[ASSIGNED TASK]: Extract the lines from the first line of the records below through the line containing "invariant enforcing exactly-one-URL.", inclusive, and reproduce them exactly as written.

##########

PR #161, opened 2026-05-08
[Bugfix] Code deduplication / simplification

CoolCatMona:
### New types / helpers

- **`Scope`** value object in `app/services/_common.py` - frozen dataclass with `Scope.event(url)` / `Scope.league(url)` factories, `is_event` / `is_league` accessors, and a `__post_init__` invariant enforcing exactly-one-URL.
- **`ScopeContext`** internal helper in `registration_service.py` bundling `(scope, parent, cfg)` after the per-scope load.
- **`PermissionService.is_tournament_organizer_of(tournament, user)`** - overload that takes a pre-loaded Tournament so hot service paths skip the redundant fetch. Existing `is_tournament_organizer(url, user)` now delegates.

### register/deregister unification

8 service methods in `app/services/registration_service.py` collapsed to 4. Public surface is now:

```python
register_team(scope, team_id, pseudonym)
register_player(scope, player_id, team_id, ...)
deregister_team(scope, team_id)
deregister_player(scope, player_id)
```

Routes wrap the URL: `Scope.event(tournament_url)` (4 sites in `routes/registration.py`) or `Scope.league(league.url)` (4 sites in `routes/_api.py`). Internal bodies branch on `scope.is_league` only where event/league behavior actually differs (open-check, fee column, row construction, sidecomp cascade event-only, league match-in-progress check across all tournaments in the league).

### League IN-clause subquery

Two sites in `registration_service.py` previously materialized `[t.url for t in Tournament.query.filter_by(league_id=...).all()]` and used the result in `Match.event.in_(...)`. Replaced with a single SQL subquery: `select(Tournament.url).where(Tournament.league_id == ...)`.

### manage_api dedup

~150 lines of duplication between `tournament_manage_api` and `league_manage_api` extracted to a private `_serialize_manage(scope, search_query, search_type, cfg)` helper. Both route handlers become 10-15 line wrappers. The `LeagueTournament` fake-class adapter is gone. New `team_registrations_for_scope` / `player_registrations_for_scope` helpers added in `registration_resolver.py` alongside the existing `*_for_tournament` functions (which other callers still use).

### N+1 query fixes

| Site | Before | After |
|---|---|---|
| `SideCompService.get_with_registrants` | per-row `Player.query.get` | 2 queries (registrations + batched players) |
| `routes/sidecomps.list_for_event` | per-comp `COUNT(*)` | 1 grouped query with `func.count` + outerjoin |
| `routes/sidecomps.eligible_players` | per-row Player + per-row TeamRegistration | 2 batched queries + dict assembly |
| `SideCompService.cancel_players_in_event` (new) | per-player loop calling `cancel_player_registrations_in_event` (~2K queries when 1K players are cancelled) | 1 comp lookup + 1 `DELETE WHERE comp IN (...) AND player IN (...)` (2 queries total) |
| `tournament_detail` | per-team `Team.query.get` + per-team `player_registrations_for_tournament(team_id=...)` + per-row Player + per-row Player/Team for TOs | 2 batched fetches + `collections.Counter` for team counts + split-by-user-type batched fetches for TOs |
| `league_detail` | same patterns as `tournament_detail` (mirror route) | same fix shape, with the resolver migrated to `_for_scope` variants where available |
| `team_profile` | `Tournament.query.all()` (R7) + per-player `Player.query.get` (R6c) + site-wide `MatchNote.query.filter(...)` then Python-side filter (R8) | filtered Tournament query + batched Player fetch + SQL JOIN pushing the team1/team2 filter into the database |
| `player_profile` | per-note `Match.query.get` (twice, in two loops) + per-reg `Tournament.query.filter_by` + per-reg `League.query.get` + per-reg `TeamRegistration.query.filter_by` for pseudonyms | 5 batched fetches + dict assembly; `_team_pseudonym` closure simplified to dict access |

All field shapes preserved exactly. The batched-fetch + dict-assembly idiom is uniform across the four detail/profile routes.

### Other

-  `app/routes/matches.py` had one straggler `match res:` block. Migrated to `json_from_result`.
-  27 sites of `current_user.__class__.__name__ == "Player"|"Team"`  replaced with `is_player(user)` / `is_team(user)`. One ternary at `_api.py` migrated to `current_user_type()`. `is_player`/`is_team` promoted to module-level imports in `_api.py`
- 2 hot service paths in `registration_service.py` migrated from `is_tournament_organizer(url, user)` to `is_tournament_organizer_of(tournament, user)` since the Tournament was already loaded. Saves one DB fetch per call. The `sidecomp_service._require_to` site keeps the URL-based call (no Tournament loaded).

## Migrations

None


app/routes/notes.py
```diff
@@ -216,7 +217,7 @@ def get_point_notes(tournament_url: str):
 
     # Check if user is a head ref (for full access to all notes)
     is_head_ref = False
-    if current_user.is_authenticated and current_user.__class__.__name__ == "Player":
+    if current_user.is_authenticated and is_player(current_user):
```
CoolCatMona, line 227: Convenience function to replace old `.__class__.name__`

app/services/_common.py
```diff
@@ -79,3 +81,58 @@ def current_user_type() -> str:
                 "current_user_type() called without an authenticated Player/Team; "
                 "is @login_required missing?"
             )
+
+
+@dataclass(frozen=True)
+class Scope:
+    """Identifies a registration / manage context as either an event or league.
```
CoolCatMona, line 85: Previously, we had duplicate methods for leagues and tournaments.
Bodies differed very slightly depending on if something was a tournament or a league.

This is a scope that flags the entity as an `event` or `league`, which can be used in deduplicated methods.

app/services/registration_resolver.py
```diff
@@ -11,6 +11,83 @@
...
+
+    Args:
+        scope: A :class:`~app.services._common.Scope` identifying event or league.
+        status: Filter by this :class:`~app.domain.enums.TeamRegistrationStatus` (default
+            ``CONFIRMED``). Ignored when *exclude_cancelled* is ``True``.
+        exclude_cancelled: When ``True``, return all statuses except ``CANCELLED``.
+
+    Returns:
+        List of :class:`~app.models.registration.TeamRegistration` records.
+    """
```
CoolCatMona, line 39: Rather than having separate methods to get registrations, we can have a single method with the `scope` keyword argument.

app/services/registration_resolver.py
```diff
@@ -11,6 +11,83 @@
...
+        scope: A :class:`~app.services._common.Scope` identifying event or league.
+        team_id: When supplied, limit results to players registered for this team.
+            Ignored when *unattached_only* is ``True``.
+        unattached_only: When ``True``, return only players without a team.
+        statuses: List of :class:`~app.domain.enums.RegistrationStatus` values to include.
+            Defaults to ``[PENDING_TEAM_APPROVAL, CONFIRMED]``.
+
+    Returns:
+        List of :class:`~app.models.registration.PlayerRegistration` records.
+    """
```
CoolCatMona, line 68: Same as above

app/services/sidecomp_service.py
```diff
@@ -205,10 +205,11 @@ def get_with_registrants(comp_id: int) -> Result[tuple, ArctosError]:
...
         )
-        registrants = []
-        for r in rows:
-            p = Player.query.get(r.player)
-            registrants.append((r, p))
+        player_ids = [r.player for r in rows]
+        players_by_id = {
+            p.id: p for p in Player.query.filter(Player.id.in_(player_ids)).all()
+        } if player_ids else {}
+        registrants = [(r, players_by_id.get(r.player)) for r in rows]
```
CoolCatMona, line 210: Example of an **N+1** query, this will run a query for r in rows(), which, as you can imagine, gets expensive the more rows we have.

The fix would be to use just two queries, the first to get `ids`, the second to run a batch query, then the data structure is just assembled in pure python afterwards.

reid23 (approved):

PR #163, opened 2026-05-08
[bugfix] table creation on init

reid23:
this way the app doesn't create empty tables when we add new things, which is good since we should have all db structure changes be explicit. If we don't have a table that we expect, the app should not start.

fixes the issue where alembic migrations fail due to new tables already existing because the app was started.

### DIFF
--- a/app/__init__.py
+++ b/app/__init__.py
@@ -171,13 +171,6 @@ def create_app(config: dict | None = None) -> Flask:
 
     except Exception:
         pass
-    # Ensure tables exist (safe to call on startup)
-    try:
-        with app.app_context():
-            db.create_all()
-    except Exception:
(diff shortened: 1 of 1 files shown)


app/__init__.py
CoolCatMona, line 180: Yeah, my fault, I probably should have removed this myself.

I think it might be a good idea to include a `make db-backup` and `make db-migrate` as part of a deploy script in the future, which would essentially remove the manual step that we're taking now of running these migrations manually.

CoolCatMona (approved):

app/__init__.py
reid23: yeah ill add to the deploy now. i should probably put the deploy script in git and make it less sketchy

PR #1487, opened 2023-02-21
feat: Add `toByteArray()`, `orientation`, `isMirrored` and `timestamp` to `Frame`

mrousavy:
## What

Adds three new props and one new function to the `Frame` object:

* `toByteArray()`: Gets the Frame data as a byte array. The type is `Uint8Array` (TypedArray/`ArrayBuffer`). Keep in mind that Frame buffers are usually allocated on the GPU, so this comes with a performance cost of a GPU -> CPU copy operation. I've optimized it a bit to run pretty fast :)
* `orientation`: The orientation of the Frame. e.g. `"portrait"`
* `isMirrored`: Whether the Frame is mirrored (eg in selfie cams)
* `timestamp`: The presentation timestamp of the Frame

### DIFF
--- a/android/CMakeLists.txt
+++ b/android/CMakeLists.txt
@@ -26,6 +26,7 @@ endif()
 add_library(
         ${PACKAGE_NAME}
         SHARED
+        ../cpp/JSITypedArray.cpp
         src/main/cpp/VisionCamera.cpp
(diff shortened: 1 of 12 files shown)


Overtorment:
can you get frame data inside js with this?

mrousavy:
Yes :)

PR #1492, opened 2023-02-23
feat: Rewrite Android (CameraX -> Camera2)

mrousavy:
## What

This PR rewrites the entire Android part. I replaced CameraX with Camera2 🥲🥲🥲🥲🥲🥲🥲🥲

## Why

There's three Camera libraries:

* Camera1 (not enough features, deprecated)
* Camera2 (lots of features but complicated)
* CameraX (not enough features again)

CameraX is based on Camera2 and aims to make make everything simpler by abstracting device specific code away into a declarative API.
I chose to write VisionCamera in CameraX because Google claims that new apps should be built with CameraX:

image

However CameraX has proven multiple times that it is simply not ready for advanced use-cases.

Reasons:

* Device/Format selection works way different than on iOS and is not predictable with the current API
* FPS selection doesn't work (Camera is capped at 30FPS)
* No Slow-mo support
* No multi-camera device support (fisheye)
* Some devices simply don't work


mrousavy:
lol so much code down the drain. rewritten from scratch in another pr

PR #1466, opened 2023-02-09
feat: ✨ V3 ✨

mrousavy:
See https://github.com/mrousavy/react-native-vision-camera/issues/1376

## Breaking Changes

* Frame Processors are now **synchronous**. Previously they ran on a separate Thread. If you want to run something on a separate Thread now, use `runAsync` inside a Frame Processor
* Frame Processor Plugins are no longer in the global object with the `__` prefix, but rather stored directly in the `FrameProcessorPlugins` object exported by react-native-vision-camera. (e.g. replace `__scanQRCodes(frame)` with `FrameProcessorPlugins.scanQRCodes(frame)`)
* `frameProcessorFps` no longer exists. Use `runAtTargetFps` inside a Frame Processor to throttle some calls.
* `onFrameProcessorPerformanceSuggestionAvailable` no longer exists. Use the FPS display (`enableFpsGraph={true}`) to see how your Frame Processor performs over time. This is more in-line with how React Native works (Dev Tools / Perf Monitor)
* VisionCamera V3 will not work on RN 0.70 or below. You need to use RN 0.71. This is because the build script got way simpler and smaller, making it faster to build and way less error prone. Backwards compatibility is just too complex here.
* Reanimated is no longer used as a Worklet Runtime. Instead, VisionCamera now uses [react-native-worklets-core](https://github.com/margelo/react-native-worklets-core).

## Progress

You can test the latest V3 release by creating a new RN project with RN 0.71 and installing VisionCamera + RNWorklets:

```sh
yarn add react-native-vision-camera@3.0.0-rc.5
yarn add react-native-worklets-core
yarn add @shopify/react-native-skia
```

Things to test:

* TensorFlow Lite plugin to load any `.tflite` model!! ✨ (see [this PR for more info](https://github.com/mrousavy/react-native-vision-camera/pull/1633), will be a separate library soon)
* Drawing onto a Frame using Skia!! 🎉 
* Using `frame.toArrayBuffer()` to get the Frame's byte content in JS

##########

[TASK SOLUTION]:
PR #161, opened 2026-05-08
[Bugfix] Code deduplication / simplification

CoolCatMona:
### New types / helpers

- **`Scope`** value object in `app/services/_common.py` - frozen dataclass with `Scope.event(url)` / `Scope.league(url)` factories, `is_event` / `is_league` accessors, and a `__post_init__` invariant enforcing exactly-one-URL.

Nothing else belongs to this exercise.